Иногда трудно было понять, где кончается разумная речь и начинается бред. Обнажились скрытые пружины его жизни, тщеславные мечты. Порой мне кажется, что всякий человек наедине с собой склонен распускаться, словно какой-нибудь неряха, который весь день ходит немытый и нечесаный и приводит себя в порядок, когда случается быть на людях. Я подозреваю, что все невысказанное, скрытое в нашей душе таит в себе нечто расплывчато-бредовое и безумное. И, конечно, слова, которые срывались с воспаленных, страдальческих губ дяди над щетинистой седой бородой, отражали только его мечтания и бессвязные фантазии.
Иногда он бредил Нийлом, грозил ему.
— Что он вложил? — спрашивал он. — Думает улизнуть от меня. Если я до него доберусь… Разззорение. Разззорение. Можно подумать, что я взял его деньги.
А иногда он возвращался к нашему полету.
— Слишком долго, Джордж, слишком долго и слишком холодно. Я слишком стар… слишком стар… для таких вещей… Ты же не спасешь меня — ты меня убиваешь.

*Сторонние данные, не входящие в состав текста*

PR #268, opened 2020-11-02
DM-25424: Convert Defect to IsrCalib

czwa:


config/findDefects.py
```diff
@@ -1,23 +1,4 @@
...
-config.isrForDarks.doFlat = False  # don't flatfield darks
-
-# none of the calibration products exists to perform these yet
-for config in [config.isrForDarks, config.isrForFlats]:
-    config.doCrosstalk = False
-    config.doUseOpticsTransmission = False
-    config.doUseFilterTransmission = False
-    config.doUseSensorTransmission = False
-    config.doUseAtmosphereTransmission = False
-    config.doAttachTransmissionCurve = False
```
mfisherlevine, line 23: Some of this looks outdated, but some looks like like it should stay. Did this move somewhere else (_e.g._ to the `setDefaults()` which is arguably where it should always have been) or is it just gone?

config/latiss/findDefects.py
```diff
@@ -19,6 +19,3 @@
 # You should have received a copy of the LSST License Statement and
 # the GNU General Public License along with this program.  If not,
 # see <http://www.lsstcorp.org/LegalNotices/>.
-
-# reassert upstream default as main LSST config sets assertSameRun=True
-config.assertSameRun = False
```
mfisherlevine, line 24: Same might apply to this, depending on the answer to the above.

config/findDefects.py
czwa: This moved to the `cp_pipe/config/defectIsr.py`, which is the gen2 way to pre-process exposures for input to `FindDefectTask`.  In gen3, this is handled by the pipeline definition files.

config/latiss/findDefects.py
czwa: As above.  In addition, as this removes all the code, I'm removing this file entirely.

PR #269, opened 2020-11-04
DM-27281: comcam images from NTS will not ingest in gen3 butler

RobertLuptonTheGood:


python/lsst/obs/lsst/filters.py
```diff
@@ -198,7 +201,7 @@ def addFilter(filter_dict, band, physical_filter, lambdaEff=0.0):
 # LATISS filters include a grating in the name so we need to construct
 # filters for each combination of filter+grating.
 _latiss_filters = (
-    FilterDefinition(physical_filter="NONE",
+    FilterDefinition(physical_filter="EMPTY",
```
timj, line 204: We say "empty" for the physical filter definition for LsstCam above so I think it should be "empty" here as well.

python/lsst/obs/lsst/translators/comCam.py
```diff
@@ -100,6 +104,19 @@ def fix_header(cls, header, instrument, obsid, filename=None):
...
+        if physical_filter in (None, "r", ""):
+            # Create a translator since we need the date
+            translator = cls(header)
+            date = translator.to_datetime_begin()
+            if date > COMCAM_TO_CHILE_DATE:
+                header["FILTER"] = "empty"
+            else:
+                header["FILTER"] = "r_03"  # it's currently 'r', which is a band not a physical_filter
+
+            log.warn("%s: replaced FILTER \"%s\" with \"%s\"", obsid, physical_filter, header["FILTER"])
```
timj, line 117: This has to be `log.warning` (`log.warn` results in a deprecation warning).   Also, you can now switch that `obsid` to `log_label` to be consistent.

timj (approved):
A couple of fixes required but otherwise good.

python/lsst/obs/lsst/translators/comCam.py
timj: It still uses obsid and not log_label so the filename is not reported.

PR #271, opened 2020-11-20
DM-27670: Add filterMap config for imSim processing

yalsayyad:
per filter definitions as of DM-26138.


config/imsim/filterMap.py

Под конец стало ясно, что наше инкогнито раскрыто. Пресса и особенно газеты, принадлежащие Буму, подняли настоящую травлю, на розыски были посланы специальные агенты, и хотя, пока дядюшка был еще жив, ни один из этих эмиссаров до нас не добрался, уже слышались раскаты бури. Наша история попала и во французскую печать. Люди стали смотреть на нас с любопытством, и в маленькой ничтожной борьбе, которая велась за пологом в душном пространстве, приняли участие новые лица. Молодой доктор настаивал на консультации, из Биаррица приехал автомобиль, и ни с того ни с сего к нам вторгались какие-то странные люди с рыскающим взглядом, задавали вопросы и предлагали помощь. Ничего не было сказано, но я видел, что нас больше не считают обыкновенными туристами среднего достатка; когда я шел по улице, у меня было такое чувство, будто за мной зримо, как тень, следует престиж финансиста и скандальная слава преступника. В гостинице появлялись с расспросами какие-то местные жители, дородные и преуспевающие, предложил свои услуги люзонский священник, люди заглядывали к нам в окна и не спускали с меня глаз, когда я уходил или проходил мимо; потом из соседнего городка Сен-Жан де-Поллак на нас налетали, как вороны, добродетельные, но решительные маленький английский священник и его любезная расторопная супруга, по англиканскому обычаю в черном с головы до пят.